__Your task__: Copy word for word, and only, the lines below from the one with "The invariants are" through the last.
··· Input data ···
PR #4889, opened 2026-09-13
feat(relationships): friends for users, allies for fleets

### LINKED ISSUE #4887: Friends for users, allies for fleets
## Description

Follow-up to #4878 / #4881. Transfers gave a user and a fleet a *stance* on who may send them goods — `everyone`, `known`, `nobody` — and `known` currently has exactly one meaning: you share a fleet with me. That is the only relationship the platform can express. There is no way to say "this person is a friend" or "this org is our ally", so the two things that relationship should unlock are unavailable:

- a hangar or wishlist that is not public, but is open to the people you actually play with;
- a fleet that does not publish its ships, but shares them with the org it flies alongside.

Two relationships, both symmetric, both agreed to rather than declared:

| | between | managed by |
|---|---|---|
| **Friendship** | user ↔ user | each user, for themselves |
| **Alliance** | fleet ↔ fleet | each fleet's admins |

Both use the same two-step handshake: one side **sends a request**, the other side **accepts, declines, or ignores** it. Ignoring is not a slower decline — the sender must not be able to tell it happened, otherwise it is a decline with extra steps.

What the relationship then unlocks:

**Friends** — when the owner has switched it on, a friend can see a hangar and a wishlist that are not public, and the hangar stats that go with them. They are also a transfer party: a friend satisfies the `known` policy and appears in the transfer modal's party picker without having to share a fleet.

**Allies** — when the fleet has switched it on, an allied fleet's members can see the fleet's ships, its stats, and its member list. An allied fleet satisfies `known` on both ends and appears as a target when sending on a fleet's behalf, so fleet-to-fleet logistics works between orgs that are not the same org.

Neither relationship grants anything by itself. Every surface stays behind a per-surface setting the owner controls, and a relationship only ever widens an audience from "nobody" to "my friends" / "our allies" — never past a setting that is already off, and never past an existing transfer denial.

## Acceptance Criteria

- [ ] A user can send a friend request to another user by username, and cancel one they sent
- [ ] The recipient can accept, decline, or **ignore** it; ignoring is indistinguishable from an unanswered request on the sender's side, and absorbs any further request from that sender
- [ ] Either friend can end the friendship unilaterally
- [ ] A fleet's admins can send, cancel, accept, decline and ignore alliance requests to and from another fleet, with the same three answers
- [ ] New per-surface visibility settings let a user open their hangar, wishlist and hangar stats to friends without making them public
- [ ] New per-surface settings let a fleet open its ships, its stats and its member list to allied fleets without making them public
- [ ] An ally's view of the member list is a reduced payload — it must not carry the contact handles, coordinates, current system or activity timestamps the internal member list does
- [ ] A member who has hidden themselves is still hidden from an allied fleet
- [ ] A friend satisfies the `known` inventory transfer policy for user↔user; an alliance satisfies it for fleet↔fleet
- [ ] Friends appear in the transfer party picker; allied fleets appear as targets when sending on a fleet's behalf
- [ ] A standing transfer denial still refuses a friend or an ally — a relationship widens a stance, it does not override an exception to one
- [ ] Both request flows produce notifications for the request and for its acceptance, and none for a decline or an ignore
- [ ] Both surfaces are behind feature flags and ship without changing anything for anyone who does not use them

## Notes

- Depends on #4881. The transfer half plugs into `Inventories::TransferGate#shares_a_fleet?` and the `useTransferTargets` composable, whose comment already names a friends list as its intended extension point. Work happens on `feat/4887-friends-and-fleet-allies`, stacked on `feat/4878-inventory-transfers`.
- Plan: [`docs/exec-plans/4887-friends-and-fleet-allies.md`](https://github.com/fleetyards/fleetyards/blob/feat/4887-friends-and-fleet-allies/docs/exec-plans/4887-friends-and-fleet-allies.md)

🤖

mortik:
Transfers gave every party a stance on who may send it goods, and `known` had exactly one meaning: you share a fleet with me. `TransferGate#shares_a_fleet?` was the whole of it, and it was the only relationship this platform could express. Everything else was a binary — published to the world, or closed.

This adds the two relationships that were missing, and the things they unlock.

Resolves #4887 · Plan: [`docs/exec-plans/4887-friends-and-fleet-allies.md`](https://github.com/fleetyards/fleetyards/blob/feat/4887-friends-and-fleet-allies/docs/exec-plans/4887-friends-and-fleet-allies.md)

| | between | managed by |
|---|---|---|
| **Friendship** | user ↔ user | each user, for themselves |
| **Alliance** | fleet ↔ fleet | each fleet's admins |

## The four decisions worth reviewing

**Ignoring is invisible, and that is the whole feature.** An ignore the sender can detect is a decline with worse manners, so `ignored` renders to the sender exactly as `pending` does — and a further request from them is *absorbed*: the API answers as though it were sent, the row does not move, nothing reaches the recipient. That absorption is why this ships with no block list; a permanent, silent, per-relationship refusal is what blocking would have been for here, and it costs one state instead of a table.

Three things gave it away during the build and each is fixed on purpose. A list filtered on the column omitted the row from the sender's own pending list, so listing goes through `in_state_for(state, party)` rather than ransack. `cancellable_by?` refused to withdraw an ignored request, so it is asked of the state the sender can *see*, and cancelling one answers success and leaves the row standing — destroying it would make withdraw-and-ask-again a way back into an inbox that turned you away. And nothing is notified: a request absorbed by an ignore reaches nobody, which is its own test.

**Visibility is a second boolean per surface, not an enum.** `public_hangar` and its four siblings are booleans in the published schema and on `/users/me`; turning them into three-valued enums is a breaking change. So each surface gains a sibling and the rule is stated once: **public wins, and the narrower switch is only consulted when it is off**. It is a three-valued enum spelled in two booleans, and that is the honest description of the trade — what it buys is that no existing value changes meaning. Consolidating them belongs in a deliberate breaking release, all five at once.

Three call sites did not go through `Public::UserPolicy` and each would have kept the old answer: the deprecated fleetchart action checked the column inline *twice*, the multi-hangar embed filtered a whole list of usernames on it, and the stats page decided its wishlist total the same way. The embed gets a scope rather than a predicate because it asks about a list at once, and a test asserts scope and policy agree on all eight combinations.

**An ally's roster is a different payload, not the same one behind a policy.** `fleet_members/_base.jbuilder` renders each member's Discord, YouTube, Twitch and Guilded handles, their RSI handle, their homepage, their **latitude and longitude**, their current system and when they were last active. Handing that to another organisation because two admins shook hands is not "showing the member list", and a policy in front of it would hand over every field anybody ever adds to it. So: a separate controller and a four-field partial, asserted over the whole key set. A member with `hide_owner` keeps their place and loses their name, as they already do on a vehicle they own.

Ship visibility needed no new rule at all — `fleet.vehicles` reads `FleetVehicle` rows each member's own `ships_filter` already decided, so an ally inherits every member's choice for free. There is a test that it stays that way.

**`known` gained exactly two meanings, and nothing else about transfers changed.** A friendship for user↔user, an alliance for fleet↔fleet. It does not reach `check_rule`, so a standing denial still refuses a friend; it does not soften `nobody`. Both have tests. On the client, `useTransferTargets` grows the entry its own comment predicted — friends become another group to pick a person out of — and allied fleets become targets only when sending on a fleet's behalf, since an alliance is between the two organisations and not between one of them and each member of the other.

## Worth knowing

- **Alliances default to `fleet:manage`.** New `fleet:allies:*` privilege group; officers read, members see nothing. Committing the fleet's ships, stats and roster to another org is not an officer's call. The client gates on evaluated capabilities, never on privilege strings.
- **Two flags, `friends` and `fleet_allies`**, because `FeatureSetting` carries the user and fleet self-service scopes independently — the same split `hangar_inventories` and `fleet_logistics` already make.
- **Two notification types per relationship, not four.** No decline notification and obviously no ignore one. The membership types have never had a declined counterpart either, for the same reason. Friend requests can be answered from the notification itself; an alliance notification links to the allies page rather than guessing which of the two fleets the reader acts for.
- **85 new `oasdiff-ignore` lines**, from eight enum values landing on published responses — the file already carries 907 of these. 80 match an existing line except for the value; the five for `record/type` are the first notification *record* type added since the file was written, so they have no counterpart to check the wording against. Written with oasdiff 1.31.0 against CI's pinned 1.18.1 — the rule and message are the same in both and the property path comes from the schema, but that job is the one to glance at.
- **Rebased onto main** after #4881 merged mid-build. Two conflicts, both resolved keeping both sides.
- **One plan item not delivered:** the Playwright pass over request → accept → the newly visible hangar. Everything else is covered by Minitest and Vitest.

🤖


mortik:
@greptile-apps please review.

Most of the 177 files are generated or mechanical — `swagger/`, `asyncapi/`, the oasdiff ignore file, and 42 locale files. The parts worth your attention:

**The invariant the whole feature turns on** — an ignored request must be indistinguishable from an unanswered one, *to the sender*, on every surface:
- `app/models/concerns/party_relationship.rb` — `state_for`, `in_state_for`, `cancellable_by?`
- `app/services/relationships/requester.rb` — the four cases a new request can meet, and why the capacity check runs *after* the ignored branch
- `app/services/relationships/answerer.rb` — cancelling an ignored request answers success and changes nothing
- `app/services/relationships/notifier.rb` — an absorbed request notifies nobody

**Visibility**, where a missed call site is a leak rather than a bug:
- `app/policies/public/user_policy.rb`, `app/policies/public/fleet_policy.rb`
- `app/controllers/api/v1/public/hangars_controller.rb` (`#embed` — the bulk form of the policy) and `app/models/user.rb` (`with_hangar_readable_by`)
- `app/controllers/api/v1/public/fleet_members_controller.rb` + `app/views/api/v1/public/fleet_members/_base.jbuilder` — deliberately not the fleet's own member payload

**Authorization**: `app/policies/friendship_policy.rb`, `app/policies/fleet_alliance_policy.rb`, `app/controllers/concerns/relationship_actions.rb`.

**The one line that changes transfers**: `known_to_each_other?` in `app/services/inventories/transfer_gate.rb`.

Two things I would especially like a second pair of eyes on:

1. Whether any path lets a sender tell an ignored request from a pending one — response body, status code, list membership, or notification.
2. Whether an allied fleet can reach anything beyond ships, stats and the four-field roster.

🤖

mortik:
@greptile-apps please re-review — all four findings are addressed in `ba864a2`. Three were right and one of them was right about something my own plan had already warned against.

| finding | fix |
|---|---|
| Withdrawal reveals ignored requests | `withdrawn_at` on both tables |
| Create permission bypasses manage | `accept?` authorized on the crossing path |
| Stats sharing exposes fleet | `allies_fleet_stats` no longer satisfies `show?` |
| Request transitions can race | existing-row branches under a row lock |

**Withdrawal.** Correct, and the sharpest of the four — the ignore was invisible everywhere except in what happened *after* withdrawing one. A real withdrawal destroys the row; an ignored one had to survive to keep absorbing, so it came back on the next fetch. It is now marked `withdrawn_at` rather than left untouched: excluded from `in_state_for`, 404 on a direct read (`set_relationship`), still absorbing, and cleared by a fresh request so the row reads pending again. `friendship_actions_test.rb` now runs withdraw → read → list → re-request against an ignored row and a plain one and asserts the two answer identically.

**Create vs manage.** Correct. `RelationshipActions#create` now looks for the inbound pending row before calling the service and authorizes `accept?` on it when there is one. No change for friendships, where both rules are "you"; for a fleet, a `fleet:allies:create` role gets 403 on the crossing path and still 201 on a request of its own. Both are tested.

**Stats sharing.** Correct, and worth spelling out because I had written the opposite into the plan and then not followed it. D7 says "the ally clause has to be added to each rule rather than to a shared helper: folding them together would let `allies_fleet_stats` quietly open the fleet page too" — and I added it to `show?` anyway, reasoning from `public_fleet_stats?` already being there. What that missed is that `show?` is not just the profile: `Public::FleetVehiclesController` authorizes against it, so the switch labelled "Stats visible to allies" was also handing over the ship list with loadouts, modules, upgrades, groups and owner avatars. Now one switch, one surface. I left the pre-existing `public_fleet_stats?` clause alone — same shape, but changing it would alter published behaviour and belongs in its own change.

**Race.** Correct, low impact, cheap to close. The existing-row branches re-read under `lock` inside a transaction, the way `Answerer` already does. Notifications moved *outside* that transaction while I was there: a notification writes a row and broadcasts, and neither should be able to roll back a relationship that was legitimately agreed to.

Two things I would still value a second look at, since they are the invariants the rest hangs on:

1. Any remaining path where a sender can tell an ignored request from a pending one — including the new withdrawn state.
2. Whether an allied fleet can now reach anything beyond ships, stats and the four-field roster, each behind its own switch.

🤖

mortik:
@greptile-apps please take one more pass — your 5/5 was on `ba864a2` and two commits have landed since, one of which touches code you reviewed.

`205e135f` fixes three things CI caught, none of them behavioural except the last line of each error response:

- **Validation error codes.** `RelationshipActions` rendered a bare `"create"`/`"destroy"` and an *interpolated* `event.to_s` for the three answers. `ValidationErrorTest` scans `app/` for literal `ValidationError.new("...")` codes and checks each resolves in all seven locales — an interpolated one is invisible to that scan, and a missing key does not raise, it renders `"translation missing: ..."` into the payload. All five are literal and namespaced now (`relationships.accept`, …), which is why `accept`/`decline`/`ignore` are three one-line methods rather than one generated helper.
- **`asyncapi/` was stale.** The four notification types and the `friendship` record type are enums a cable channel broadcasts, and `bin/generate-schema` does not touch that tree.
- **`useNotificationRecordActions.spec.ts`** mocks the fyApi hooks by name, so adding `useFriendship` sent all eight of its tests into the real vue-query hook. Mocked, plus tests for the friend-request branch.

`08150a8f` is the exec-plan only.

The invariants are unchanged, so the two questions from my last comment still stand — particularly whether anything now distinguishes an ignored request from a pending one for its sender, including the new withdrawn state.

🤖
···
__Solution__:
The invariants are unchanged, so the two questions from my last comment still stand — particularly whether anything now distinguishes an ignored request from a pending one for its sender, including the new withdrawn state.

🤖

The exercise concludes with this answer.